The neoliberal economic transformation, combined with the bureaucratised, legalistic and pedagogic EU accession process, disengaged many important social and economic conflicts from political struggles. This opened up a space for political mobilisation based on symbolic and identity issues. History and historical arguments played a crucial role in this mobilisation. Political discourse focused on anti-communism, fierce public debates about the recent past, the promotion of new forms of national patriotism and the creation of new institutes of national memory. Later on, in the Hungarian and the Polish cases, the anti-liberal campaign even took the form of counter-constitutional project. The powerful populist backlash in the region appears to undermine the liberal tenet about the neutrality of the rule of law. In a manner that is ironically similar to earlier Marxist criticisms, many populists disparage of the idea of a neutral and higher law that can provide a depoliticised framework for political struggle. Instead, they push for an approach based on the ‘sovereignty of the people’, where laws reflect the will of the national majority. They oppose a mystified neutrality that supposedly masks the will and interests of a domestic liberal minority elite or the Brussels diktat.

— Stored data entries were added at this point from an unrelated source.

Issue #13853, opened 2019-02-23
Using `spl_object_hash()` instead of `Di::isFreshInstance()` in the Dispatcher


dschissler:
I'm evaluating the use of [DI::wasFreshInstance()](https://github.com/phalcon/cphalcon/blob/b19d84a287477992cfabf258db8784486e140d1d/phalcon/dispatcher.zep#L495) in the `Phalcon\Dispatcher`.  I think that the `Di:wasFreshInstance` method is a bad design and that it could instead be achieved with a "handler" cache that stores whether a handler instance has been seen before.  If there is a miss on the handler cache using spl_object_hash then it could be assumed to be new and `wasFresh` could then be set to true.  Implementing something like this would simplify the DI.  Although I'm not positive on this I suspect that this design limitation goes way back to when Phalcon was changed to be HMVC.

niden:
This has been addressed

PR #13854, opened 2019-02-23
Dispatcher handlercache

dschissler:
…a handler hash cache.

Hello!  This is another proof of concept PR

* Type: code quality
* Link to issue: #13853

- [ ]  I did not write tests for this because a large refactor of the Dispatcher is needed.  This is only to remove one small wart.  Creating tests at this time would be premature.

This PR is attempting to solve the use of `DI::wasFreshInstance` in `Phalcon\Dispatcher`.  I think that `DI::wasFreshInstance` should be completely removed in 4.0.x since it is only used in this one place for this hack.  I'm attempting to see if a hash hit map of all handlers seen could be used instead of the use of `wasFreshInstance`.

I'm attempting to understand everything that would need to be changed to get the Dispatcher to run initialize first every time as first began by @virgofx but wow is it some involved code.  I'm not sure that I'm setup to change something so large at this point.  So I'm starting small.  This PR may never be merged or I could also grow it to be more encompassing.

### DIFF
--- a/phalcon/dispatcher.zep
+++ b/phalcon/dispatcher.zep
@@ -495,14 +495,6 @@ abstract class Dispatcher implements DispatcherInterface, InjectionAwareInterfac
 
 			let handler = dependencyInjector->getShared(handlerClass);
 
-			let handlerHash = spl_object_hash(handler);
-
-			// Ensure that the handler is new.
-			let wasFresh = isset this->_handlerHashes[handlerHash] ? false : true;
-			if wasFresh {
-				let this->_handlerHashes[handlerHash] = true;
-			}
-
 			// Handlers must be only objects
 			if typeof handler !== "object" {
 				let status = this->{"_throwDispatchException"}("Invalid handler returned from the services container", self::EXCEPTION_INVALID_HANDLER);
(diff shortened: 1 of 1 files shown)


dschissler:
It seems that it works.  I guess that it can be merged.

CameronHall (approved):

sergeyklay (approved):

niden:
Approving/merging this. Next time though we need tests to be 100% sure that nothing was broken.

Thank you @dschissler

dschissler:
@niden It really was not clear to me what kinds of tests would be needed to test this.  The dispatcher still needs an `initialize` refactor along the lines of what @virgofx proposed.  Perhaps it can be done then.  Something to ensure that initialize is only called once, at the right time.  Its already broken an funky, this is IMO just to remove DI `fresh` stuff.  With the other DI PR merged then I will make another PR to the DI to remove the fresh stuff (since only the dispatcher used it here) and to tighten it down.  This is a holistic removal of clunk and its difficult to do it all at once.

sergeyklay:
@dschissler I think you can just amend the description of the pull request with something like that "I did not provide tests for the following reasons ...". This is ok :) Anyway thank you for the contributting, and for helping us make Phalcon better.

dschissler:
@sergeyklay @niden I amended the description as to why no tests.  Now I will start the intimidating process of refactoring the dispatcher along what virgofx wrote about.  Its too complicated to just put on the cowboy hat.  I need to understand the scope better.

Issue #13847, opened 2019-02-20
Create DLLs for Phalcon 3.x and PHP 7.3


sergeyklay:
This issue was created from the issue's comment in #13511

@sergeyklay Thanks for clarification. But as phalcon 4 won't be stable soon and more important won't be backward compatible to 3.4, I highly suggest that you at least think about making 3.4.2 php 7.3 compatible without any other fixes or features (that's what phalcon 4 is for) . Otherwise many teams will be either stuck on php 7.2 or have to migrate their existing and working projects to the phalcon 4 which is probably a lot of effort also because much stuff has been removed, so it's not only renaming some method calls. The main point is that php 7.3 is stable and released while phalcon 4 is not. So currently there is no combination of both libraries in stable condition. You should support the current php version for the 3.4.x branch at least until phalcon 4 is stable IMHO. 
Many people might consider using/migrating to Phalcon 4 only when it gets stable and probably waiting for some more first Bugfix releases. Until this happens my personal guess is, there will already be  php 7.3.10+ around.
My boss would tell me to drop phalcon then (a new project to migrate to phalcon 4 someday had to be made anyway, so my boss would argue to switch back to a raw php framework if that's the only way to be able to use the latest php version. 

Don't get me wrong, I really like what you are doing and you are doing it great! Just think about it again 😉

Anyway, I read somewhere somebody got a working 3.4.2 windows DLL for php 7.3. So, even if phalcon is not officially supporting it, I would love if you could point me to a download link. Then my concerns might be completely gone and looking forward to a phalcon 4 upgrade can be planned in a more relaxed way. 
. I currently had no luck by simply googling it.. 🙂

_Originally posted by @lubber-de in https://github.com/phalcon/cphalcon/pull/13511#issuecomment-465325295_

sergeyklay:
cc @phalcon/framework-team

ruudboon:
Is it aready clear what needs to be done to support 7.3 under 3.4.2?

sergeyklay:
In general no. l'll research on that.

david-duncan:
Just wanted to chime in -

I'd like to see 3.x support 7.4 and 8.x

From what I can tell, the 4.x branch has a lot of unnecessary churn without providing anything new of value. I understand technical debt and the need to reduce it, but I don't see anything additive or worthwhile to spend the time migrating from 3.x to 4.x.

[...]

PR #13860, opened 2019-02-24
Provide the ability to build Phalcon using PHP 7.3

sergeyklay:
Provided PHP 7.3 support. See: https://github.com/phalcon/cphalcon/issues/13847


virgofx:
I think this was the right call to bring full support to 3.4.x. Thanks 👍

PR #13861, opened 2019-02-24
Remove all 'fresh' related code from the DI and DIInterface

dschissler:
Hello!

* Type: code quality
* Link to issue: This is a continuation of a larger effort to clean up the DI.  This related to a few recently merged PRs:

* [PR 13846](https://github.com/phalcon/cphalcon/pull/13846)
* [PR 13854](https://github.com/phalcon/cphalcon/pull/13854)

- [ ] This PR deletes a public function in the DI which is no longer used internally within Phalcon.  Its possible that some third party code could rely on this in a plugin but I seriously doubt it.  Hopefully this is just dead code YAY!  After the Dispatcher is refactored according to the commented notes within that class then the creation of some new tests will need to be evaluated.

Through the PR mentioned in the top portion of this PR I have set the stage for this "was fresh" code to be removed.  This also tightens up the DI interface.  After I or someone else refactors the Dispatcher base class then its likely that some new clever tests will need to be created.  For the moment this is just the next step in cleaning up the code quality and API.


sergeyklay (approved):

niden:
Thank you @dschissler

sergeyklay:
@niden Interface has been changed. I added the Breaks BC label. Please  mention this at the release log as well as documentation.

dschissler:
@sergeyklay @niden It should also be noted that the DI behaviour has now changed for `DI::get` when the service was defined as shared and it already exists in the shared instances cache.  Before it would fire the events each time but now it only fires the events once when creating the object (just like `getShared`).  I feel that its unlikely to affect people and that the behaviour is now much more correct and useful, but they should be notified even if its just to tute our own horn about improvements.

PR #13872, opened 2019-03-01
Service removeresolved

dschissler:
I removed `Service::isResolved()` and wrote a new test.  The first PR got put on master somehow even though I clicked it.

* Type: code quality
* Link to issue: None

Small description of change:

I don't think that `Service::isResolved()` was serving a purpose.  I'm on a mission to simplify the Service class.


niden:
Why is this removed again? Sorry but the _I don't think it serves a purpose_ is not enough of a rationale

dschissler:
@niden 

> Why is this removed again?

What do you mean?

> Sorry but the _I don't think it serves a purpose_ is not enough of a rationale

`isRevolved` implies as though calling `resolve()` would have some lasting impact on the state of the Service object, but in reality all it does is set a flag for itself.  If the service definition was set as shared then it does but otherwise it is not shared then there is no effect on internal state of the service.  If its shared then you can call `isShared()` or just `resolve()` to get the shared instance from cache.  So I propose that its a useless bit of state that isn't used internally.

`Service::isResolved` is used literally nowhere in the core of Phalcon and only in a pretty weak test, which is IMO testing for a nothing feature which serves no actual purpose.  If "this doesn't do anything" isn't valid assessment please answer the question "What does it do?".  If the DI doesn't need it and the Service itself doesn't actually need that flag for its internal operation then what kind of funky use case is there for it?  I propose that its just cruft that built up as the original designers were figuring things out.

I already took out an entire pointless variable in the Service constructor in a previous commit and this has me thinking that in actuality the entire DI and Service design was far from perfect.  This nasty funk goes all of the way into the Dispatcher and that has been addressed by virgofx, although nobody has fixed that part yet.  I plan on working on that over the next month.  I expect it to take many hours of thinking first.  In the meantime I'm trying to fix up this Service funk and I don't believe that anyone with competency + courage + time has attempted to fix the Holy Zephir Code.  The code is fast but its not great and its a hell of a bureaucratic struggle to fix even the most obvious weak designs (as far as my eye goes).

Unlike Václav Klaus’s brand of critique of the EU, which was inspired by some elements of British conservatism, the new, much more powerful wave of Euroscepticism stirred by national populist parties such as Fidesz and PiS builds on defensive autochthonist cultural resentments, rather than any consistent ideological criticism of European federalism and supranationalism. All varieties of Euroscepticism, however, share one common element: an emphatic ‘sovereignism’ that is allegedly defending the interests of the nation and the people against supposedly elitist, bureaucratic and liberal-cosmopolitan-globalist projects, be they at home or in Europe. Undoubtedly, these ugly majoritarian democracies are stripping themselves of legal checks and balances, pushing through the interests of majorities at the expense of ‘minorities’ and drawing on xenophobic sentiments and Christian civilisational imagery. But the fact remains that the recent Eurosceptic and anti-liberal revolt leans on broad and deeply entrenched democratic distrust and anti-pedagogical revolt, all of which was planted and nurtured in the fertile fields of post-communist liberal transformation. For historians of contemporary East Central Europe, therefore, the Brexit era challenges us to rethink the nature of 1989 as a turning point in the history of the region. Eschewing simplistic explanations (for example about the impact of neoliberalism) in favour of more nuanced explorations of the character of cultural configurations and political languages of the post-socialist order, and their varied historical legacies, is crucial for writing future histories of democracy, sovereignty and Euroscepticism in East Central Europe and Europe as a whole after Brexit.